El recuerdo de mis encuentros con aquella mujer continúa animándome al borde de la ceguera. Su memoria ha sobrevivido a las del miedo, la persecución y la muerte que me acompañarían a lo largo de todo el siglo.
Fueron meses intensos en los que yo la abrumaba con proposiciones matrimoniales y ella respondía con aquella risa loca o la insalvable barrera de nuestros diez años de diferencia. “El tiempo siempre jugará en mi contra, nunca seré tan joven como ahora —solía decir, como si no fuera algo evidente— y tu irás descumpliendo en gustos a medida que crezcas”…
Vivía sin querer pensar, sólo sentir, o por lo menos, eso es lo que compartía. Eso y su seguridad. Cuando recibí la carta de mi padre, la única desde mi llegada, fue ella la que compró el billete y me convenció para que volviera a La Habana. “¡Ya verás! Será poco tiempo”, me dijo. Llegué a creerla, como siempre; por eso no me preocupó el adiós ni me emocioné, como ahora lo hago, al verla menguar con en el embarcadero.

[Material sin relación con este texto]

PR #24511, opened 2026-05-15
Prevent arbitrary code execution via untrusted dataset YAML `download` field

andesyteoss:
## Summary

The `check_det_dataset()` function in `ultralytics/data/utils.py` executes arbitrary Python code via `exec()` and shell commands via `subprocess.run()` when a dataset YAML's `download:` field contains a script. This applies to **any** dataset YAML loaded by the user, including untrusted third-party files — making it exploitable as arbitrary code execution (CWE-95: Eval Injection).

En Cuba, tras confirmar la desaparición del administrador, tuve que malvender la fábrica para pagar las deudas a proveedores y empleados. Mi padre no llegó a enterarse. Murió de un ataque al corazón antes de recibir la noticia. Fue entonces cuando perdí el control sobre mi vida, una capacidad de decidir que sólo recuperé al firmar la solicitud de ingreso en este asilo.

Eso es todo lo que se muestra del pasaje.